Search the records below for the word "StateView". Copy each line where it occurs.
Top of Supplied material
PR #3615, opened 2025-11-10
Views: fix table schema creation from system table.

Shubham8287:
# Description of Changes
`schema_for_table_raw` was hardcoded to return `None` for `ViewInfo`.
This issue was not observable when the module launched for the first time, but during module re-launches, it caused problems with `impl CollectViews`, as the implementation was treating view tables as normal tables.

NA

1, pretty obvious.

### DIFF
--- a/crates/datastore/src/locking_tx_datastore/state_view.rs
+++ b/crates/datastore/src/locking_tx_datastore/state_view.rs
@@ -121,26 +121,29 @@ pub trait StateView {
             })
             .transpose()?;
 
+        // Look up the view info for the table in question, if any.
         let view_info: Option<ViewInfo> = self
             .iter_by_col_eq(
                 ST_VIEW_ID,
                 StViewFields::TableId,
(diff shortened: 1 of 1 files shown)


crates/datastore/src/locking_tx_datastore/state_view.rs
```diff
@@ -120,10 +121,32 @@ pub trait StateView {
             })
             .transpose()?;
 
+        let view_info: Option<ViewInfo> = self
+            .iter_by_col_eq(
+                ST_VIEW_ID,
+                StViewFields::TableId,
```
joshua-spacetime, line 128: We should probably think about adding an index to this field.

Shubham8287: We can actually avoid indexing, `schema_for_table_raw` is called rarely. Most of the times, schema is served from cache.

PR #3616, opened 2025-11-10
SQL smoketests for views

Shubham8287:
# Description of Changes

This patch tests calling, updating, and materialization of views through the SQL api.

None

1.5

# Testing

Smoketests

### DIFF
--- a/smoketests/tests/views.py
+++ b/smoketests/tests/views.py
@@ -186,7 +186,9 @@ INSERT INTO player_state (id, level) VALUES (42, 7);
  7  | 3
 """)
 
-    def test_view_materialization(self):
+    # test is prefixed with 'a' to ensure it runs before any other tests,
+    # since it relies on log capturing starting from an empty log.
+    def test_a_view_materialization(self):
         """This test asserts whether views are materialized correctly"""
         self.insert_initial_data()
         player_called_log = "player view called"


smoketests/tests/views.py
```diff
@@ -101,3 +100,113 @@ def test_fail_publish_wrong_return_type(self):
...
+        self.assertNotIn(player_called_log, self.logs(100))
+
+        self.call_player_view()
+        #On first call, the view is evaluated
+        self.assertIn(player_called_log, self.logs(100))
+    
+        self.call_player_view()
+        #On second call, the view is cached
+        logs = self.logs(100)
+        self.assertEqual(logs.count(player_called_log), 1)
```
Shubham8287, line 205: Smoketests failing because:
We are checking if `materialized` based on `st_view_subs` table in master, and http sql call does not make an entry there hence each call maks a View to re-evalulate.

I wrote this test, assuming we will be using read-sets to check for materializaition, which I feel is also better but I have to update the test if we don't end up using that.

joshua-spacetime: There were two reasons why this was failing:
1. Atomic view update was not implemented for sql dml
2. Write sets were checked against the transaction's read set rather than the committed read set

Both of these are fixed in https://github.com/clockworklabs/SpacetimeDB/pull/3624

PR #3624, opened 2025-11-10
Atomic view update

joshua-spacetime:
# Description of Changes

Updates views atomically on commit, but before downgrading to a read-only transaction for subscription evaluation.

What this patch does:
1. Renames `ViewId` to `ViewFnPtr`
2. Renames `ViewDatabaseId` to `ViewId`
3. Removes the `module_rx` module watcher from the subscription manager
4. Refactors read sets to only track table scans (index key tracking will be added later)
5. Drops read sets and removes rows from `st_view_sub` when dropping a view in an auto-migrate
6. Re-evaluates and updates views (`call_views_with_tx`) from `call_reducer_with_tx` for any view whose read set overlaps with the reducer's write set
7. Does the same for sql dml

None

3

It's a bit of a messy diff.

# Testing

- [x] Integrate with https://github.com/clockworklabs/SpacetimeDB/pull/3616

### DIFF
--- a/crates/datastore/src/locking_tx_datastore/committed_state.rs
+++ b/crates/datastore/src/locking_tx_datastore/committed_state.rs
@@ -6,10 +6,6 @@ use super::{
     tx_state::{IndexIdMap, PendingSchemaChange, TxState},
     IterByColEqTx,
 };
-use crate::system_tables::{
-    ST_CONNECTION_CREDENTIALS_ID, ST_CONNECTION_CREDENTIALS_IDX, ST_VIEW_COLUMN_ID, ST_VIEW_COLUMN_IDX, ST_VIEW_ID,
-    ST_VIEW_IDX, ST_VIEW_PARAM_ID, ST_VIEW_PARAM_IDX, ST_VIEW_SUB_ID, ST_VIEW_SUB_IDX,
-};
 use crate::{
     db_metrics::DB_METRICS,
     error::{DatastoreError, IndexError, TableError},
@@ -24,6 +20,13 @@ use crate::{
         ST_VAR_IDX, ST_VIEW_ARG_ID, ST_VIEW_ARG_IDX,
     },
     traits::TxData,
+};
+use crate::{
+    locking_tx_datastore::ViewCallInfo,
+    system_tables::{
+        ST_CONNECTION_CREDENTIALS_ID, ST_CONNECTION_CREDENTIALS_IDX, ST_VIEW_COLUMN_ID, ST_VIEW_COLUMN_IDX, ST_VIEW_ID,
+        ST_VIEW_IDX, ST_VIEW_PARAM_ID, ST_VIEW_PARAM_IDX, ST_VIEW_SUB_ID, ST_VIEW_SUB_IDX,
+    },
 };
 use anyhow::anyhow;
 use core::{convert::Infallible, ops::RangeBounds};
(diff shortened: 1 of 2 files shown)


crates/primitives/src/ids.rs
```diff
@@ -138,9 +139,15 @@ system_id! {
 }
 
 system_id! {
-    /// the index of a view as defined in a module's view list.
+    /// The index of a view as defined in a module's view lists.
+    ///
+    /// Unline reducers and procedures, the module maintains two lists for views.
```
Shubham8287:
```suggestion
    /// Unlike reducers and procedures, the module maintains two lists for views.
```

crates/core/src/host/module_host.rs
```diff
@@ -539,18 +540,15 @@ pub struct CallReducerParams {
...
-    pub timestamp: Timestamp,
-    pub caller_identity: Identity,
-    pub caller_connection_id: Option<ConnectionId>,
+    pub view_name: Box<str>,
     pub view_id: ViewId,
-    pub view_db_id: ViewDatabaseId,
+    pub table_id: TableId,
+    pub fn_ptr: ViewFnPtr,
+    pub caller: Identity,
+    pub sender: Option<Identity>,
```
Shubham8287, line 551: why `sender` field is there along with `caller`?

crates/core/src/db/relational_db.rs
```diff
@@ -1509,93 +1507,116 @@ impl RelationalDB {
...
-        let deleted_count = self.delete(tx, table_id, rows_to_delete);
-        trace!("Deleted {deleted_count} stale rows from view table {table_id} for arg_id {arg_id}");
+            .collect::<Vec<_>>();
+        self.delete(tx, table_id, rows_to_delete);
 
-        // Deserialize the return value
+        // Deserialize the return rows
         let seed = spacetimedb_sats::WithTypespace::new(typespace, &return_type).resolve(return_type);
-        let return_val = seed
+        let rows = seed
```
Shubham8287, line 1548: FYI: this deserialization code doesn't work and requires: https://github.com/clockworklabs/SpacetimeDB/pull/3616.

crates/core/src/host/wasm_common/module_host_actor.rs
```diff
@@ -626,6 +632,27 @@ impl InstanceCommon {
             }
         };
 
+        // Only re-evaluate and update views if the reducer's execution was successful
+        let (out, trapped) = if !trapped && !matches!(status, EventStatus::Committed(_)) {
```
Shubham8287:
```suggestion
        let (out, trapped) = if !trapped && matches!(status, EventStatus::Committed(_)) {
```
?

joshua-spacetime: Yes thank you.

crates/core/src/host/module_host.rs
joshua-spacetime: If this is a sql call, `sender` will be the `caller`. But if we are calling a view after executing a reducer, `sender` will be the identity of a previously invoked view whereas `caller` will be whoever called the reducer.

Shubham8287: I see, sender value is what gets used inside View fn, and caller is for Host side operations. Maybe a comment will be helpful for readers.

PR #3625, opened 2025-11-10
Switch Internal Tests to reuse CI job

bfops:
# Description of Changes

Switch the `Internal Tests` job to re-use the existing CI workflow instead of a separate one.

None. CI only.

1

# Testing

- [x] Internal Tests passes on this PR


.github/workflows/internal-tests.yml
```diff
@@ -19,15 +19,16 @@ jobs:
...
         with:
           github-token: ${{ secrets.SPACETIMEDB_PRIVATE_TOKEN }}
           script: |
             const targetOwner = 'clockworklabs';
             const targetRepo = 'SpacetimeDBPrivate';
-            const workflowId = 'internal-tests.yml';
-            const targetRef = 'master';
+            const workflowId = 'ci.yml';
+            // TODO: Revert this before merging
+            const targetRef = 'bfops/merge-internal-tests';
```
bfops: TODO: revert this to `master` before merging

PR #3630, opened 2025-11-11
Typescript query builder

jsdt:
# Description of Changes

This introduces a query builder for typescript modules. It is available as `ReducerCtx.queryBuilder`, but it might make more sense to rename that to `schema`. There are some examples of how to build queries in `query.test-d.ts` and `query.test.ts`.

There is more type-safety to be added (ensuring `eq` is used on comparable types, and only allowing semijoins to use indexed columns), but those changes should only require changing some type parameters.

This is adding a new query builder API on the module side, which won't actually be useful until we can use them in views.

1.5. 

# Testing

There are tests of the emitted sql in `query.test.ts`, but at some point we should add end-to-end tests to make sure that we can parse those queries in the query engine.

### DIFF
--- a/crates/bindings-typescript/src/server/query.test-d.ts
+++ b/crates/bindings-typescript/src/server/query.test-d.ts
@@ -2,6 +2,7 @@ import type { U32 } from '../lib/autogen/algebraic_type_variants';
 import type { Indexes, UniqueIndex } from './indexes';
 import {
   eq,
+  from,
   literal,
   type RowExpr,
   type TableNames,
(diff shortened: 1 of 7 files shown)


crates/bindings-typescript/src/server/query.test-d.ts
```diff
@@ -0,0 +1,91 @@
...
+  indexes: order.idxs,
+};
+
+spacetimedb.init(ctx => {
+  const firstQuery = ctx.queryBuilder.query('person');
+  firstQuery.semijoinTo(
+    ctx.queryBuilder.order,
+    p => p.age,
+    o => o.item_name
+  );
```
joshua-spacetime, line 81: I thought we decided on
```ts
.semijoin(ctx.queryBuilder.order, (p, o) => eq(p.age, o.item_name));
```

cloutiertyler:
Closing since this has been implemented separately in another PR.

PR #1708, opened 2022-04-27
Create docker-image.yml

kwerle:
When all is said and done, this was cookie cutter simple.  You could get more creative in setting version numbers and stuff like that, but if all you want is latest to be the latest, this does the job.

I did a test run in my account and you can see the results at https://hub.docker.com/r/kwerle/brakeman .
All I did was add a token to my settings on docker.com and drop that and my username in the secrets in the github project.

### DIFF
--- a/.github/workflows/docker-image.yml
+++ b/.github/workflows/docker-image.yml
@@ -1,0 +1,29 @@
+name: Docker Image CI
+
+on:
+  push:
+    branches: [ main ]
+
+jobs:
+  docker:
+    runs-on: ubuntu-latest
+    steps:
+      -
+        name: Set up QEMU
+        uses: docker/setup-qemu-action@v1
+      -
+        name: Set up Docker Buildx
+        uses: docker/setup-buildx-action@v1
+      -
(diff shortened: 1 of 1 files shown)


.github/workflows/docker-image.yml
```diff
@@ -0,0 +1,29 @@
...
+        with:
+          username: ${{ secrets.DOCKERHUB_USERNAME }}
+          password: ${{ secrets.DOCKERHUB_TOKEN }}
+      -
+        name: Build and push
+        uses: docker/build-push-action@v2
+        with:
+          platforms: linux/amd64,linux/arm64
+          push: true
+          tags: kwerle/brakeman:latest
```
presidentbeef, line 29: Should be `presidentbeef/brakeman:latest`, right?

kwerle: > Should be `presidentbeef/brakeman:latest`, right?

That ought to do!

presidentbeef:
Thank you for this. I have used #1729 instead, but I appreciate your contribution!

PR #1715, opened 2022-06-08
3.2Expand Regex DoS check to include String#match and #match? coercion

### LINKED ISSUE #1714: Add Check: REDoS from match/match? coercing unsafe strings to regular expressions

Ruby's `#match` and `#match?` methods will coerce string inputs to regular expressions ([docs](https://ruby-doc.org/core-3.1.0/String.html#method-i-match)):

> Computes regexp by converting pattern (if not already a Regexp). 

Example:

```ruby
irb(main):001:0> RUBY_VERSION
=> "3.1.2"
irb(main):002:0> "haystack".match?(".*")
=> true
irb(main):003:0> "haystack".match(".*")
=> #<MatchData "haystack">
irb(main):004:0> "haystack".match? Regexp.escape(".*")
=> false
```

[This is unsafe.](https://brakemanscanner.org/docs/warning_types/denial_of_service/) Currently Brakeman checks for unescaped regex construction like [`/#{params[:regex]}/`](https://github.com/presidentbeef/brakeman/pull/454/files#diff-cbeec0c9826ea5cead02e48aafe165025665827ff9c95ef6ef621be11240fb95R74), but does not check for string coercion by `match` or `match?`.

I'd like Brakeman to add a check for `match` and `match?` called with unsafe string input. 

Thank you 🙏

bensheldon:
Closes #1714.

I added additional behavior to the existing `check_regex_dos.rb` file. I thought it seemed like the correct location because

### DIFF
--- a/lib/brakeman/checks/check_regex_dos.rb
+++ b/lib/brakeman/checks/check_regex_dos.rb
@@ -11,12 +11,20 @@ class Brakeman::CheckRegexDoS < Brakeman::BaseCheck
     ]
   }
 
-  @description = "Searches regexes including user input"
+  COERCES_STRING_TO_REGEX = [
+    :match,
+    :match?
+  ]
+
+  @description = "Searches regexes and coerced regexes including user input"
 
   #Process calls
   def run_check
     Brakeman.debug "Finding dynamic regexes"
     calls = tracker.find_call :method => [:brakeman_regex_interp]
+    COERCES_STRING_TO_REGEX.each do |coercion_method|
+      calls.concat tracker.find_call(:method => [coercion_method]).select { |call| string?(call[:target]) }
+    end
 
     Brakeman.debug "Processing dynamic regexes"
     calls.each do |call|
@@ -44,7 +52,11 @@ class Brakeman::CheckRegexDoS < Brakeman::BaseCheck
       end
 
       if match
-        message = msg(msg_input(match), " used in regular expression")
+        if result[:method] == :brakeman_regex_interp
+          message = msg(msg_input(match), " used in regular expression")
+        else
+          message = msg(msg_input(match), " used in string to regular expression coercion by ", msg_code(call.method), " method")
+        end
 
         warn :result => result,
           :warning_type => "Denial of Service",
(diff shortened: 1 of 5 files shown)


bensheldon:
oops, sorry this got submitted in a half-written state. Cat on keyboard problems 😸

lib/brakeman/checks/check_regex_dos.rb
```diff
@@ -11,12 +11,20 @@ class Brakeman::CheckRegexDoS < Brakeman::BaseCheck
...
+  ]
+
+  @description = "Searches regexes and coerced regexes including user input"
 
   #Process calls
   def run_check
     Brakeman.debug "Finding dynamic regexes"
     calls = tracker.find_call :method => [:brakeman_regex_interp]
+    COERCES_STRING_TO_REGEX.each do |coercion_method|
+      calls.concat tracker.find_call(:method => [coercion_method]).select { |call| string?(call[:target]) }
```
presidentbeef, line 26: Could simplify this to

```ruby
tracker.find_call(:methods => CEORCES_STRING_TO_REGEX).select { ... }
```

presidentbeef (changes requested):

bensheldon:
@presidentbeef I updated the code based on your feedback. Thank you! 🙏🏻 

I also made one behavior change: I added a method called `string_or_modified_string?` that recurses down the target to see if the initial call was a String. I added this because I found making a trivial modification like `downcase` would not trigger the check (e.g. `"haystack".downcase.match(params[:unsafe])`). I couldn't find an existing recursive method, but maybe I overlooked one.

presidentbeef:
In real code, would we expect to see string literals like the test cases? :thinking:

bensheldon:
> In real code, would we expect to see string literals like the test cases? 🤔

This was the code we discovered (lightly anonymized):

```ruby
result = @active_record_resource.a_hash_value
  .keys
  .select { |key| key.downcase.match?(unsafe_string_query) }
  .sort
```

I'd love advice for better ways to identify `[String]#match?([String])`.

Issue #1545, opened 2021-01-14
Report on: allow_forgery_protection = false


forced-request:
**Is your feature request related to a problem? Please describe.**

@presidentbeef and I have talked about this a bit already, but the gist is that I recommend adding a rule to check for any changes to `allow_forgery_protection` via global configuration. 

In Rails 6 users can explicitly opt-out of CSRF protections at the config level by setting `config.action_controller.allow_forgery_protection = false`, as seen in the example below.

When this situation occurs Brakeman fails to warn about it, resulting in the application being completely vulnerable to CSRF.

```ruby
require_relative 'boot'

require 'rails/all'

# Require the gems listed in Gemfile, including any gems
# you've limited to :test, :development, or :production.
Bundler.require(*Rails.groups)

module Test
  class Application < Rails::Application
    # Initialize configuration defaults for originally generated Rails version.
    config.load_defaults 6.0

    config.action_controller.allow_forgery_protection = false

    config.active_record.schema_format = :sql
  end
end
```

**Describe the solution you'd like**
* Brakeman should warn if `allow_forgery_protection` is disabled.
* Brakeman should warn (with lower severity) if `per_form_csrf_tokens` is disabled

**Describe alternatives you've considered**
N/A

**Additional context**

jamgregory:
I think that sounds like a sensible idea to me. I was also wondering if you could bundle the following check in as well?

```
skip_before_action :verify_authenticity_token
```

I think it falls into the same category - it's explicitly stopping the check of the CSRF token, and should probably be warned about by Brakeman.

jamgregory:
Reading more into this, I wonder if it's also worth flagging up cases where `protect_from_forgery` [could be turned off](https://apidock.com/rails/v6.1.3.1/ActionController/RequestForgeryProtection/ClassMethods/protect_from_forgery), e.g.:

```
protect_from_forgery except: :index
protect_from_forgery only: :show
protect_from_forgery if: -> { ... }
protect_from_forgery unless: -> { ... }
```

PR #1719, opened 2022-07-06
Fix `load_rails_defaults` overwriting settings in the Rails application

jamgregory:
While doing some work to implement some additional checks for #1545, I discovered that while Brakeman loads the Rails configuration as expected, if any defaults are set, these are actually overwritten and so Brakeman won't report issues where those defaults are different inside the application.

This appears to be at odds to how Rails works with defaults, where they are (usually) overwritten by the environment configuration.

### DIFF
--- a/lib/brakeman/processors/lib/rails3_config_processor.rb
+++ b/lib/brakeman/processors/lib/rails3_config_processor.rb
@@ -86,7 +86,7 @@ class Brakeman::Rails3ConfigProcessor < Brakeman::BasicProcessor
       end
     elsif include_rails_config? exp
       options_path = get_rails_config exp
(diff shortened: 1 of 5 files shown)


presidentbeef (changes requested):
Changes look okay but not keen on adding an entire new test application.

Can this be tested by updating one of the existing apps?

jamgregory:
> Changes look okay but not keen on adding an entire new test application.
> 
> Can this be tested by updating one of the existing apps?

Ah, of course - no worries at all. I've tweaked the Rails 5.2 app and then used the rescanner to make the changes I was testing for. I hope that is OK?

presidentbeef:
Thanks!

PR #1729, opened 2022-08-11
Add GitHub Action to publish docker image for new releases

### LINKED ISSUE #1680: `latest` brakeman image in docker hub is older than `5.2.1`
As a follow-up to #1510, I thought I'd raise the same issue. Any chance we could get the brakeman image updated on Dockerhub? Thank you!

ShockwaveNN:
Resolve #1680

This will build both `amd64` and `arm64` image

Maintainers should add secrets for `DOCKERHUB_USERNAME` and `DOCKERHUB_TOKEN` in GitHub repo settings

Not 100% that it's a working actions file, since it will only trigger on new tags creation, but it's based on some of my other repo with minor differences

Maintainers can test it by creating some temp tag (after this merged) like `test-tag-please-ignore` and check that docker images are built and pushed to docker hub (this will override `latest` image through, but it's already very outdated, so don't think there is any harm)

### DIFF
--- a/.github/workflows/docker-hub-push.yml
+++ b/.github/workflows/docker-hub-push.yml
@@ -1,0 +1,31 @@
+name: docker-hub-push
+on:
+  push:
+    tags:
+      - '*'
+jobs:
+  docker:
+    runs-on: ubuntu-latest
+    steps:
+      - name: Checkout
+        uses: actions/checkout@v3
+        with:
+          fetch-depth: 0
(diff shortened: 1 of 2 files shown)


presidentbeef:
Cool, thanks for this! I will check it out soon.

presidentbeef:
I have confirmed this works - thanks!

ShockwaveNN:
@presidentbeef Glad to hear that )

PR #1737, opened 2022-10-24
Add new check for weak RSA keys and padding modes

### LINKED ISSUE #1736: Add checks for weak public-key cryptography
Similar to [check_weak_hash.rb](https://github.com/presidentbeef/brakeman/blob/main/lib/brakeman/checks/check_weak_hash.rb) and inspired by https://github.com/ruby/openssl/pull/546 - it is quite easy to use RSA and other asymmetric algorithms insecurely. Some ideas that can be checked for:

- Small key sizes (eg RSA < 2048 bits = [CWE-326](https://cwe.mitre.org/data/definitions/326.html)) when generating keys
- Insecure padding modes (eg RSA PKCS#1 v1.5 = [CWE-780](https://cwe.mitre.org/data/definitions/780.html)) when doing operations 

Flag the code like this [blog post](https://shopify.engineering/building-flex-comp) which specifically showcases CWE-780:
```ruby
def encrypt(payload)
  public_key = OpenSSL::PKey::RSA.new("grab the public 4096 bit key")
  Base64.encode64(public_key.public_encrypt(payload.to_json)
end
```

`OpenSSL::PKey::RSA#public_encrypt` defaults to insecure PKCS#1 v1.5 padding. On modern OpenSSL gems (>= 3.0) this is [a wrapper](https://github.com/ruby/openssl/blob/fd5eaa6dfc9e70875505cbe89a854223e7922776/lib/openssl/pkey.rb#L429-L449) for `OpenSSL::PKey::PKey#encrypt`, so effectively the following code is called:
```ruby
public_key.encrypt(payload.to_json, "rsa_padding_mode" => "pkcs1")
```

Both types of calls should be flagged.

**Describe alternatives you've considered**
N/A

presidentbeef:
Fixes #1736

Warns about these patterns:

* `OpenSSL::PKey::RSA.new` or `OpenSSL::PKey::RSA.generate` with key size < 2048 bits
* `OpenSSL::PKey::RSA#public_encrypt`, `OpenSSL::PKey::RSA#public_decrypt`, `OpenSSL::PKey::RSA#private_encrypt`, `OpenSSL::PKey::RSA#private_decrypt` with no padding mode specified (in which case it's PKCS1), with `OpenSSL::PKey::RSA::PKCS1`, or `OpenSSL::PKey::RSA::NO_PADDING`


bdewater:
Thank you for working on this! Some feedback:

https://cwe.mitre.org/data/definitions/780.html is quite strong in calling anything other than OAEP padding secure, should we follow that recommendation? I hope nobody picks for example `SSLV23_PADDING` on purpose, but then again who knows if people don't know why `PKCS1_PADDING` is insecure.

The PR currently does not seem to detect calls using the generic PKey interface [introduced](https://github.com/ruby/openssl/pull/374) in OpenSSL gem 3.0:
```ruby
weak_rsa = OpenSSL::PKey.generate_key("RSA", rsa_keygen_bits: 1024)
weak_encrypted = weak_rsa.encrypt("data", rsa_padding_mode: "pkcs1")
weak_signature_digest = weak_rsa.sign("SHA256", "data", rsa_padding_mode: "pkcs1")
weak_signature_raw = weak_rsa.sign_raw(nil, "data", rsa_padding_mode: "pkcs1")
```

presidentbeef:
Makes sense, I can add those in as well.

presidentbeef:
Now warns on key size for `OpenSSL::PKey.generate_key`.

Warns on any padding mode other than `OAEP`.

Added padding checks for `encrypt`, `decrypt`, `sign`, `verify`, `sign_raw`, `verify_raw`.

PR #1749, opened 2022-12-06
Prevent redirects using url_from being marked as unsafe

lsylvester:
Rails has introduced a methd [url_from](https://api.rubyonrails.org/classes/ActionController/Redirecting.html#method-i-url_from) for guarding against unsafe redirects.

It is idiomatically used as 

```
redirect_to url_from(params[:redirect_url]) || root_url
```

This PR introduces two changes to the Redirect check to fully support this.

First - any redirect using `url_from` (such as `redirect_to url_from(params[:r])`) is now considered safe.
Second - adding fallback to the url (such as `redirect_to params[:r] || "/"`) no longer fails to produce a warning

### DIFF
--- a/lib/brakeman/checks/check_redirect.rb
+++ b/lib/brakeman/checks/check_redirect.rb
@@ -45,7 +45,7 @@ class Brakeman::CheckRedirect < Brakeman::BaseCheck
         not explicit_host?(opt) and
         not slice_call?(opt) and
         not safe_permit?(opt) and
-        res = include_user_input?(call)
+        res = include_user_input?(opt)
 
       if res.type == :immediate
         confidence = :high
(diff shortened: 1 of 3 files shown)


lib/brakeman/checks/check_redirect.rb
```diff
@@ -68,42 +68,44 @@ def process_result result
...
-        return Match.new(immediate, arg)
-      elsif request_value? arg.target
-        return Match.new(immediate, arg.target)
-      elsif arg.method == :url_for and include_user_input? arg
-        return Match.new(immediate, arg)
+    elsif call? opt
+      if request_value? opt
+        return Match.new(immediate, opt)
+      elsif request_value? opt.target
+        return Match.new(immediate, opt.target)
```
lsylvester, line 92: From the local coverage report - I think that this is the line that is missing the coverage in the diff. 

I am not sure what would match this condition without also matching `request_value? opt`.

presidentbeef:
Ah this is really cool.

lib/brakeman/checks/check_redirect.rb
presidentbeef: I think you are right.

presidentbeef:
Since Rails 7.0 now [automatically protects from open redirects](https://api.rubyonrails.org/classes/ActionController/Redirecting.html#method-i-redirect_to), it looks like Brakeman needs to check for `raise_on_open_redirects` and potentially warn about `allow_other_host: true` :thinking:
Bottom of Supplied material
Exercise output.
@@ -121,26 +121,29 @@ pub trait StateView {
@@ -120,10 +121,32 @@ pub trait StateView {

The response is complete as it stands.